Oral Arguments Before the Hawaii Supreme Court
No. SCWC-30518, Thursday, October 4, 2012, 11 a.m.
STATE OF HAWAI`I, Respondent/Plaintiff-Appellee, vs. KEVIN C. METCALFE, Petitioner/Defendant-Appellant.
Attorneys for Petitioner/Defendant-Appellant:
John M. Tonaki, Public Defender, and Summer M.M. Kupau, Deputy Public Defender.
Attorneys for Respondent/Plaintiff-Appellee:
Charlene Y. Iboshi, Prosecuting Attorney, and Ricky R. Damerville, Deputy Prosecuting Attorney.
The above-captioned case has been set for argument on the merits at:
Supreme Court Courtroom
417 South King Street
Honolulu, HI 96813
NOTE: Order assigning Circuit Court Judge Karl K. Sakamoto due to a vacancy, filed 07/12/12.

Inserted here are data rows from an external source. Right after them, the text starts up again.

PR #3874, opened 2024-02-12
:seedling: Combine SAST probes into single probe

### LINKED ISSUE #3824: Avoiding probe explosion and boilerplate

spencerschrock:

There is one probe per SAST tool

There is only one probe, and a "tool" value which describes the tool.

First step for #3824 

the `release-note`

```release-note
The SAST probes have been combined into a single probe. The various tools are specified by the "tool" value.
```


spencerschrock:
This is just a draft for now, to show the approach, as it's still being discussed in #3824.

@laurentsimon you had left a comment to me privately about how this affects remediation.

> is there a way to keep the remediation tool-specific if we made the proposed changes? It's still useful if we want to be able to expand the remediation section. Also, we'd like to have a way to "auto-remediate" (piece of code that creates a diff, for example). Any thoughts how that'd work?

This is what I had in mind for the remediation aspect.

It includes a link to a doc page:
https://github.com/ossf/scorecard/blob/a8675eb9c44e8b9323a6f8ed1627b4310b72bcfd/docs/checks/sast/README.md

While this is pretty sparse, so was the remediation info beforehand. I can add a few more instructions under each entry to match what was there before:
```diff
- remediation:
-   effort: Medium
-   text:
-     - Follow the steps in https://github.com/facebook/pysa-action
```

```diff
- remediation:
-   effort: Medium
-   text:
-    - Follow the steps in https://github.com/snyk/actions
```

laurentsimon (approved):

PR #3876, opened 2024-02-16
:seedling: Add probe registration mechanism

spencerschrock:

refactor

A list of probes and their mappings (name to runner func, which raw data it needs, ect) are maintained away from the probe code. This makes is easy for people to forget to update 

The probes define it in their init block. Unfortunately, due to the fact that `init` is only executed when something imports it, we need to add the probes in the `entries.go` file anyway.

NONE

the `release-note`

```release-note
NONE
```


spencerschrock:
Leaving as a draft to revisit tomorrow one last time. Not sure if this is noticably better than what we have now.
I think it's slightly more structured and defined closer to the probe which is nice, but setting the raw data is still a little messy

probes/codeReviewOneReviewers/impl.go
```diff
@@ -22,23 +22,35 @@ import (
...
+func init() {
+	err := probes.Register(probes.Probe{
+		Name:            Probe,
+		Implementation:  Run,
+		RequiredRawData: []probes.CheckName{probes.CodeReview},
+	})
+	if err != nil {
+		panic(err)
+	}
+}
```
pnacht, line 38: This block is effectively identical across all probes. Is it possible to refactor this into:

```go
// probes/util.go or internal/probes.go
func ProbeInit(probe probes.Probe, impl func(raw *checker.RawResults), requiredRawData []probes.CheckName) {
    err := probes.Register(probes.Probe{
		Name:            probe,
		Implementation:  impl,
		RequiredRawData: requiredRawData,
	})
	if err != nil {
		panic(err)
	}
}

// $PROBE/impl.go
func init() {
    probes.ProbeInit(Probe, Run, []probes.CheckName{probes.CodeReview})
}
```

spencerschrock: Good suggestion. Done in 2ff7302b691d8964b5b0b6088abbdb707d8823cd.

laurentsimon (approved):
LGTM, thanks!

PR #2, opened 2015-03-11
Fix package

syohex:
- add autoload cookie for lazy loading
- use cl-lib macros instead of cl.el because helm loads cl-lib.el


abo-abo:
Makes sense, thanks!

PR #5, opened 2015-03-11
familiar isearch key bindings while helm is active

killdash9:


killdash9:
I just noticed a problem with this patch.  Working on a fix.

abo-abo:
Thanks, I've gone though with it and added this to my config:

```cl
(global-set-key "\C-s" 'swiper)
```

Before it was just <kbd>C-r</kbd>.

killdash9:
That's not what this patch does.  This patch adds those bindings to the keymap used by helm while helm is active.  It reimplements the isearch behavior where you can press C-s repeatedly to advance to the next match in the file.

abo-abo:
I get what it does:). There's just little point in binding `swiper` to <kbd>C-s</kbd> if the second
<kbd>C-s</kbd> won't work.

killdash9:
The second C-s *does* work.  That's what this patch enables.

abo-abo:
Yea, I got that. That's why i merged it (with a tiny change).

killdash9:
Got it.  Sorry, didn't notice you had merged it.  Thanks for the great tool!

PR #10, opened 2015-03-14
Inherit standard faces by default

purcell:
Every time a new custom face definition is created, it breaks every existing
theme.  Better, then, to inherit standard faces by default.

This commit has the side benefit of making the faces defined here legible in
themes with dark backgrounds.


purcell:
P.S. Nice little library -- thanks for creating it.

abo-abo:
Thanks!

PR #15, opened 2015-03-15
Fix use of incf

xgarrido:
Replace call of `incf` by `cl-incf`


abo-abo:
Thanks!

glucas:
There's still a call to `decf` (instead of `cl-decf`) in `ivy-previous-line`.

abo-abo:
Thanks for noticing, it would be nice to have a byte compiler warning for that.

PR #18, opened 2015-03-17
Need to check value of variable

killdash9:


abo-abo:
Oh my, what a blunder! Thanks for noticing:)

PR #24, opened 2015-03-21
Fix invalid package header line

purcell:
This was leading to "No description available" and missing dependency specs in MELPA.


abo-abo:
Thanks!

PR #25, opened 2015-03-21
Set `swiper--opoint' in `swiper--init'

johnmastro:
Currently `swiper--opoint` is set directly in `swiper`; as such, it's not set when using `swiper-helm`. However, both `swiper--ivy` and `swiper-helm` call `swiper--init`, so by setting it there it's handled in both cases.


abo-abo:
Thanks, merged.

PR #26, opened 2015-03-21
Make minimum highlight length configurable

johnmastro:
A minimum of 2 does seem like the best default, but 1 also seems to work well (for me, so far) and the cost to making it configurable is very low.


abo-abo:
Thanks, merged.

PR #27, opened 2015-03-21
* ivy.el (ivy-wrap): New defcustom

johnmastro:
This add optional wrap-around, if `ivy-wrap` is non-nil. (It is nil by default).

I think you've mentioned not being a fan of wrapping, but I thought perhaps you wouldn't mind having it if it's optional and off by default. However, this is also doable with advice (which is what I'm currently doing), so I won't complain if you choose not to accept it :)

I didn't bother adding an "overwrapped search" notice like that which `isearch` uses, both because it would have complicated things and because I think it's much less useful with `ivy` and `swiper`.

I do have my papers on file with the FSF. Also, I tried to match the commit message convention but would be happy to make additional changes if I missed things.

### DIFF
--- a/ivy.el
+++ b/ivy.el
@@ -55,6 +55,10 @@
 Set this to nil if you don't want the count."
   :type 'string)
 
+(defcustom ivy-wrap nil
+  "Whether to wrap around after the first and last candidate."
+  :type 'boolean)
+
 ;;* User Visible
 ;;** Keymap
 (require 'delsel)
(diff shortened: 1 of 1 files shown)


abo-abo:
Thanks for contributing. Wrapping is annoying, but a little defcustom can't hurt. I'll add swiper to
GNU ELPA probably today, so it's good that you have the FSF papers.

Also, consider using `git-commit-mode`: it highlights the common errors in red,
like not using an empty line after the first line.

johnmastro:
Hm, I actually do use `git-commit-mode` (and normally observe the blank-line convention), but somehow I convinced myself that's not what you were doing in your commit messages. Probably something about the GitHub UI - thanks for the clarifIcation

PR #32, opened 2015-03-31
Add defcustom for ivy-backward-delete-char

nivekuil:
Swiper is a very useful package, but it bugs me that backspace will start deleting your file if you hold it down for too long. This adds a defcustom which can be set to nil to stop this behavior. I kept minibuffer-keyboard-quit as the default, but I'm curious why you chose to do that, since neither isearch nor helm-swoop work that way.

### DIFF
--- a/ivy.el
+++ b/ivy.el
@@ -59,6 +59,10 @@ Set this to nil if you don't want the count."
   "Whether to wrap around after the first and last candidate."
   :type 'boolean)
 
+(defcustom ivy-backward-delete-char-function `(minibuffer-keyboard-quit)
+  "Function called when ivy-backward-delete-char throws an error."
+  :type 'function)
+
 ;;* User Visible
 ;;** Keymap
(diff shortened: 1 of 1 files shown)


abo-abo:
> I'm curious why you chose to do that, since neither isearch nor helm-swoop work that way.

I did it because it's convenient:

- when you type a wrong char, you like to cancel it with <kbd>DEL</kbd>
- the same can apply to a wrong command, especially to one that's bound to both <kbd>C-s</kbd> and <kbd>C-r</kbd> for me.
Plus, since nothing was done previously on when <kbd>DEL</kbd> results in an error, that behavior comes for "free".

Thanks for your contribution, but please have a look at the commit immediately after:

- Eval should be avoided as much as possible.
- Symbols should be quoted in the docstrings, the `checkdoc` command can check that for you.

nivekuil:
Thanks for the info, and for the package!

PR #63, opened 2015-04-25
use tab, not only C-j for ivy-alt-done

yantonov:


abo-abo:
Sorry, but I plan to assign a not-yet-implemented partial-completion function to <kbd>TAB</kbd>.  It would partially complete the match, and if there's only one, call `ivy-alt-done`.

I don't want people to build muscle memory for the wrong thing, I still often press <kbd>C-f</kbd> when completing files with `ivy`.

You can assign your binding in your own config for now, and decide if you want to switch to the new function when it comes out.

PR #69, opened 2015-04-29
Complete hidden buffers; add .gitignore

### LINKED ISSUE #68: Switching to hidden buffers with ivy
It seems it's impossible to switch to a hidden buffer (a buffer whose name starts with a space) using ivy.  At first, I've thought the problem is that with `ivy--regex` or `ivy--regex-plus` spaces are wild, so I've set

```elisp
(setq ivy-re-builders-alist '((read-file-name-internal
                               . (lambda (x)
                                   (concat "^" (regexp-quote x))))
                              (internal-complete-buffer
                               . (lambda (x)
                                   ;; If the input starts with a space, ensure
                                   ;; that this must match literally.
                                   (ivy--regex-plus (if (string-match-p "^ " x)
                                                        (concat  "^[[:space:]]" x)
                                                      x))))
                              (t . ivy--regex-plus)))
```

But that seems to be only part of the problem.  When do <kbd>C-x b SPC</kbd> I get zero completions although the regexp build by my lambda above would match hidden buffers.  So it seems like the hidden buffers are never offered to ivy at all.

Oh, and this seems to confirm that:

```elisp
;; Empty input => only normal buffers are offered
(internal-complete-buffer "" (lambda (x) x) t)
;;=> ("*scratch*" "*Help*" "dot-emacs.el" "*ielm*" "*Group*" "*Messages*"
;;    "*imap log*" "*nntp-log*" ".newsrc-dribble" "*helm*")

;; Input starting with " " => only hidden buffers are offered
(internal-complete-buffer " " (lambda (x) x) t)
;;=> (" *Minibuf-1*" " *Minibuf-0*" " *code-conversion-work*" " *Echo Area 0*"
;;    " *Echo Area 1*" " *code-converting-work*" " *edit-server*" ...)
```

So I guess ivy must ask for all completions whenever the input string toggles between not starting with a space and starting with a space.

tsdh:
* ivy.el (ivy--buffer-regex): New function.
(ivy-re-builders-alist): Use it for buffer completion.

* .gitignore: New file.

Fixes #68.


abo-abo:
> The difference to the standard behavior in 5dc26fb is that with just that, you need to type C-x b SPC<somechar> to make hidden buffers appear (and then they are already restricted to <somechar>. With this commit on top, with C-x b SPC you'll immediately see all hidden buffers.

I've made this work without using `re-builders-alist`. It just makes sense not to split the special logic for `internal-complete-buffer` into two places.

tsdh:
Ok, that also does the trick.

PR #433, opened 2023-07-10
fix error 400 during function call

mehulgohil:
**Describe the change**
Added omitempty as json tag for properties field

**Describe your solution**
Was getting error 400 while calling open api function call. So have added omitempty json tag. As properties was going as null

**Tests**
Fixed tests accordingly

Issue:  #432

Issue #432, opened 2023-07-10
 Invalid schema for function 'get_current_weather': None is not of type 'object'


mehulgohil:
**Describe the bug**
When calling  CreateChatCompletion with function call getting error 400.
ChatCompletion error: error, status code: 400, message: Invalid schema for function 'get_current_weather': None is not of type 'object'

**Expected behavior**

NOTE: Order accepting Application for Writ of Certiorari, filed 08/08/12.
COURT: MER, CJ; PAN, SRA, & SSM, JJ; Circuit Court Judge Karl K. Sakamoto due to a vacancy.
Petitioner/defendant-appellant Kevin C. Metcalfe filed an application for a writ of certiorari to review the April 24, 2012 Judgment on Appeal of the Intermediate Court of Appeals (ICA), issued pursuant to its March 30, 2012 Memorandum Opinion. The ICA’s judgment affirmed the Circuit Court of the Third Circuit’s (circuit court) March 25, 2010 Judgment of Conviction and Sentence, which convicted Metcalfe of Manslaughter, in violation of Hawaiʻi Revised Statutes (HRS) § 707-702, and Carrying or Use of Firearm in the Commission of a Separate Felony, in violation of HRS § 134-21(a). This case arises from an incident in which Metcalfe fired a shotgun at Larry Kuahuia, resulting in Kuahuia’s death. Metcalfe asserts that he fired the shots at Kuahuia in self-defense because Kuahuia charged at Metcalfe when Metcalfe confronted Kuahuia, who was allegedly stealing Metcalfe’s property.
Metcalfe argues that the ICA gravely erred in determining that: (1) the circuit court did not abuse its discretion in denying his motion to dismiss the amended complaint without reviewing the transcripts from a grand jury proceeding that resulted in a no bill and the transcripts of a subsequent preliminary hearing in which probable cause was found; (2) the circuit court did not plainly err in permitting the opinion testimony of two of the prosecution’s witnesses; (3) the circuit court’s jury instruction regarding the opinion testimony was harmless; (4) the circuit court’s jury instruction on self-defense was not prejudicially insufficient, erroneous, inconsistent, or misleading; (5) the circuit court did not plainly err in failing to instruct the jury on defense of property; (6) the circuit court did not plainly err in failing to provide the jury with a cautionary instruction regarding the possession or use of medical marijuana; and (7) his trial counsel was not ineffective.